Saturday, March 12, 2016

Guerrilla Docent

I've said before that one of these days I'm going to get into a fist-fight with a museum docent. It could even happen in Santa Fe, and it will start with eye-rolling. In the Georgia O'Keeffe Museum today, I heard only the wrap-up from a docent and thought it pretty much contentless. Granted, the previous pronouncements may have been brilliant, so I didn't actually do her any violence, but I got to thinking about what might happen if I lived in Santa Fe and volunteered as a docent. How much trouble would I get into? I reject a lot of popular interpretation of her work, especially the Freudian frenzy engendered by her flowers. No, Virginia, she was not sex-crazed. She simply painted what she saw. She said so. It's on tape. Why not take her at her word and realize she applied that same direct vision to bones and mountains and mesas and mission architecture. Since I believe the same Creator made the reproductive organs of plants and those of animals and humans, it isn't a shock to see that the reproductive parts may resemble each other. So stop with the smirking and tittering. 
It struck me especially today how O'Keeffe focused on edges, borderlines, where things meet. A charcoal sketch from 1916 shows the meeting of a fabric drape with what may be a plaid dishtowel, itself folded into many little canyons. That was the year she leapt into modernism. The theme turns up again and again decades later in her landscapes and things like "The Black Place."
It's a real spot in New Mexico where the edges of mountains fold together, and she painted many versions of it, this place where things meet. I think it's important that there is no sky in this image.

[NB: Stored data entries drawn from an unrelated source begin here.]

PR #364, opened 2022-07-21
creatives+campaigns+uploads tests

jho44:
[ticket](https://lobsters.atlassian.net/browse/DXP-1166)

## Checklist

- [x] Up to date with `main`
- [x] Prettier
- [x] Spectral Lint

## Changes
Added contract tests for Campaigns, Uploads, and Campaigns resources.

Couldn't get the `Upload a File` endpoint to work with prism but it works with CURL.


tests/uploads_test.js
```diff
@@ -3,38 +3,215 @@
...
+    if (Object.keys(prismError).length > 0) {
+      t.fail(JSON.stringify(prismError, null, 2));
+    } else {
+      t.fail(prismError.toString());
+    }
+  }
+});
 
-// add any failure cases you need here
+test.after.always("delete campaign", async function (t) {
```
julielinter, line 202: **[non-blocking]:** We delete a campaign after the test is done. Should we delete the upload as well?

julielinter (approved):
Let a non-blocking comment but otherwise, LGTM! Nice work! 👍🏼

sudoku-lord (approved):

tests/uploads_test.js
jho44: Sorry I didn't see this sooner. The upload is deleted within the same test that creates it. That code can be found [here](https://github.com/lob/lob-openapi/blob/7999515617b79b1c2c5450457724b2571d706758/tests/uploads_test.js#L138-L143). Let me know if I missed something. Thanks for the review :)

PR #386, opened 2022-08-22
Pmapi 1708 add uploads to campaigns

julielinter:
Fixes [PMAPI-1708](https://lobsters.atlassian.net/browse/PMAPI-1708)

## Checklist

- [x] Up to date with `main`
- [x] Prettier
- [x] Spectral Lint

## Changes
Adds `uploads` property to Campaigns response
`uploads` is an array of a single Upload object that is associated with the Campaign (similar to `creatives` of a Campaign with only a single Upload object)


jho44:
@julielinter Sorry about the postman script not working. That will be resolved in [this PR](https://github.com/lob/lob-openapi/pull/384) but it has yet to be approved. So I think you can ignore that breaking :)

julielinter:
> @julielinter Sorry about the postman script not working. That will be resolved in [this PR](https://github.com/lob/lob-openapi/pull/384) but it has yet to be approved. So I think you can ignore that breaking :)

@jho44 thank you!

resources/campaigns/models/campaign.yml
```diff
@@ -30,6 +31,12 @@ allOf:
         description: An array of creatives that have been associated with this campaign.
         type: array
 
+      uploads:
+        description: A single-element array containing the upload object that is assocated with this campaign.
+        type: array
+        minItems: 0
+        maxItems: 1
```
BennyKitchell, line 38: Just want to make sure to call this out, I assume this will be bumped in the future. So we are using an array of one to keep this flexible?

BennyKitchell (approved):
Just had one clarifying question, nothing blocking 👍

resources/campaigns/models/campaign.yml
julielinter: @BennyKitchell in the future, if we allow multiple uploads/audience files per campaign, then yes, we'll remove the max. Right now, I decided to return the most recently created upload as it'll be the most relevant. Creatives is also a list of objects, but the same logic applies - the most recently created is the relevant one, and I might update creatives to match uploads to make things less confusing to users.

PR #387, opened 2022-08-23
fixed creatives description

sudoku-lord:
I got rid of some unnecessary requirements, and edited out the incorrect types for the front/back/file fields.


jho44 (approved):
LGTM. If you could run Prettier before merging, that'd be great.

resources/creatives/models/creatives.yml
```diff
@@ -14,10 +14,44 @@ postcardsCreative:
               $ref: "../../postcards/attributes/postcard_size.yml"
 
         front:
-          $ref: "../../postcards/attributes/front.yml"
```
jharrell, line 17: Are these files being referenced anywhere else? Maybe should be removed.

resources/creatives/models/creative_writable.yml
```diff
@@ -2,8 +2,6 @@ oneOf:
   - allOf:
       - title: Postcard Creative
         required:
-          - front
```
julielinter, line 5: I have concerns about removing the asset fields as required fields from the documentation as that might cause some users to create creatives without assets and then go through the campaign creation process and end up with blank mailpieces 😬

resources/creatives/models/creatives.yml
sudoku-lord: They are being referenced within the postcard model.

resources/creatives/models/creative_writable.yml
jharrell: Yeah I'd stick with making these required and move to making them required on the API side.

sudoku-lord: @julielinter Ah, got it. I wasn't sure how to deal with that, because they don't appear to be formally required, but I'll add the requirements back for now

jharrell (approved):

PR #410, opened 2022-11-04
DANG-1708: removed deprecated properties

siddharthpant92:
Part of https://lobsters.atlassian.net/browse/DANG-1708

## Checklist

- [x] Up to date with `main`
- [x] Prettier
- [x] Spectral Lint

## Changes
For  `uploads`, i've removed all mentioned of the `columnMapping` and `overwriteColumnMapping` properties since they are no longer valid


dist/lob-api-bundled.yml
```diff
@@ -21236,10 +21199,7 @@ paths:
             --header 'Content-Type: application/json' \
             -u YOUR_KEY_HERE: \
             --data-raw '{
-                "campaignId": "cmp_f33809b18b6f3ea8",
-                "columnMapping": {
-                    "name": "recipient"
-                }
```
erin-doyle, line 21242: Instead of just removing `columnMapping` should it be replaced with `mergeVariableColulmnMapping` or any of the other column mapping properties?

resources/uploads/attributes/merge_variable_column_mapping.yml
```diff
@@ -5,4 +5,4 @@ default: null
 example:
   name: recipient_name
   gift_code: code
-description: The mapping of column headers in your file to the merge variables present in your creative. See our <a href="https://help.lob.com/print-and-mail/building-a-mail-strategy/campaign-or-triggered-sends/campaign-audience-guide#step-3-map-merge-variable-data-if-applicable-7" target="_blank">Campaign Audience Guide</a> for additional details.
+description: The mapping of column headers in your file to the merge variables present in your creative. See our <a href="https://help.lob.com/print-and-mail/building-a-mail-strategy/campaign-or-triggered-sends/campaign-audience-guide#step-3-map-merge-variable-data-if-applicable-7" target="_blank">Campaign Audience Guide</a> for additional details. <br />If a merge variable has the same "name" as a "key" in the `requiredAddressColumnMapping` or `optionalAddressColumnMapping` objects, then they **CANNOT** have a different value in this object. If a different value is provided, then when the campaign is processing it will get overwritten with the mapped value present in the `requiredAddressColumnMapping` or `optionalAddressColumnMapping` objects.
```
erin-doyle, line 8: > If a merge variable has the same "name" as a "key" in the `requiredAddressColumnMapping` or `optionalAddressColumnMapping` objects

This wording is a bit confusing to me.  I wonder if you could just say:
> If a merge variable has the same "key" in the `requiredAddressColumnMapping` or `optionalAddressColumnMapping` objects

Rather than "name" as a "key".

erin-doyle: And also:
> have a different value in this object

Maybe that could be:
> have a different value for that key

dist/lob-api-bundled.yml
siddharthpant92: Those properties are already mentioned and [available publicly](https://docs.lob.com/#tag/Uploads/operation/uploads_list). So now i'm only removing all mentions of the deprecated properties.
Also, FWIW, this document is generated automatically with `npm bundle`

resources/uploads/attributes/merge_variable_column_mapping.yml
siddharthpant92: I was trying to say that if the merge variable is the same as a required/optional column like `name`, `address_line1` etc, then the merge variable cannot be mapped to a different value in `mergeVariableColumnMapping`. It has to be mapped to the same value as it is in `requiredAddressColumnMapping` or `optionalAddressColumnMapping`. 

So I was talking about the `merge_variable` **"name"** itself and the **"keys"** of the `requiredAddressColumnMapping` or `optionalAddressColumnMapping` objects.

But if that intention isn't clear enough, then i can definitely change it to your suggestion.

BennyKitchell (approved):

resources/uploads/attributes/merge_variable_column_mapping.yml
erin-doyle: I definitely didn't follow that by "name" you were saying "for instance if name is used as a key..."  I would recommend rewording it in some way, doesn't have to be what I suggested but I definitely don't think it's worded clearly enough.

PR #413, opened 2022-12-13
AV-3625 Update QR code documentation to add a pages as a key

vmangwani:
## Changes
Updates QR code documentation to add an extra key that we now accept called "pages" to stamp QR codes on specific pages.
This also modifies the letters and postcards create endpoint where qr_code object is accepted.

### DIFF
--- a/shared/models/qr_code.yml
+++ b/shared/models/qr_code.yml
@@ -36,3 +36,7 @@ properties:
   width:
     type: string
     description: The size(in inches) of the QR code. All QR codes are generated as a square.
+
+  pages:
+    type: string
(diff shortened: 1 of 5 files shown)


shared/models/qr_code.yml
```diff
@@ -36,3 +36,7 @@ properties:
   width:
     type: string
     description: The size(in inches) of the QR code. All QR codes are generated as a square.
+
+  pages:
+    type: string
+    description: Specify the pages where the QR code should be stamped in a comma separated format. For postcards, The values should be front and/or back. For letters, the values can be specific page numbers or page number ranges.
```
jho44, line 42:
```suggestion
    description: Specify the pages where the QR code should be stamped in a comma separated format. For postcards, the values should be front and/or back. For letters, the values can be specific page numbers or page number ranges.
```

jho44 (approved):
Outside of the small typo in the description, LGTM

PR #422, opened 2023-01-30
rm freddy feedback widget

senechko:
Removes Freddy Feedback Widget


BennyKitchell (approved):
Looks Good! (Also thank you!)

PR #432, opened 2023-04-20
AV-3752 add docs for qr code campaign creation

vmangwani:
Fixes text from a previous PR to add QR codes to campaigns


BennyKitchell (approved):
🚀

PR #441, opened 2023-06-26
Update change log portion to be removed

BennyKitchell:
Remove changelog since we have beamer to share new updates on the dashboard and this has been sunsetted


dist/lob-api-bundled.yml
```diff
@@ -3086,277 +3083,7 @@ tags:
 
 
       ### Changelog
```
juanfriss, line 3085: will this title still show? will the section by empty?

juanfriss (approved):

dist/lob-api-bundled.yml
BennyKitchell: Yup, it will show Changelog as the header and below it will be a link to the beamer changelog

For a long time, she emphasized close-up objects with seldom a glimpse of sky, except as background, but as she aged, that began to change. And as I age, I think I understand it better.
And here's where I became the Guerrilla Docent. I heard a young teen girl ask her father why O'Keeffe would have re-painted "City Lights," a view of New York City originally done in 1926, fifty years later, and made it twice the size. Dad had no opinion. I swooshed over to her-- OK, crept with some trepidation-- and asked "Would you like to hear an old person's answer to your question?" She and father said yes, so I opined. 

The first version looks through the canyon formed by the skyscrapers, with a tiny streetlight at the bottom. The 70s version looks upward to a prominent sky and its bright stars. She's looking at another sort of border, the one between this world and the next, something old people tend to do. It shows in the more abstract paintings she did at the end of her life when she had to have assistants hold her hands up. The sky is now the beyond, mysterious, a place of its own, which borders on this world. 
The dear girl studied the two NYC images and said, "You're right!" I could have kissed her.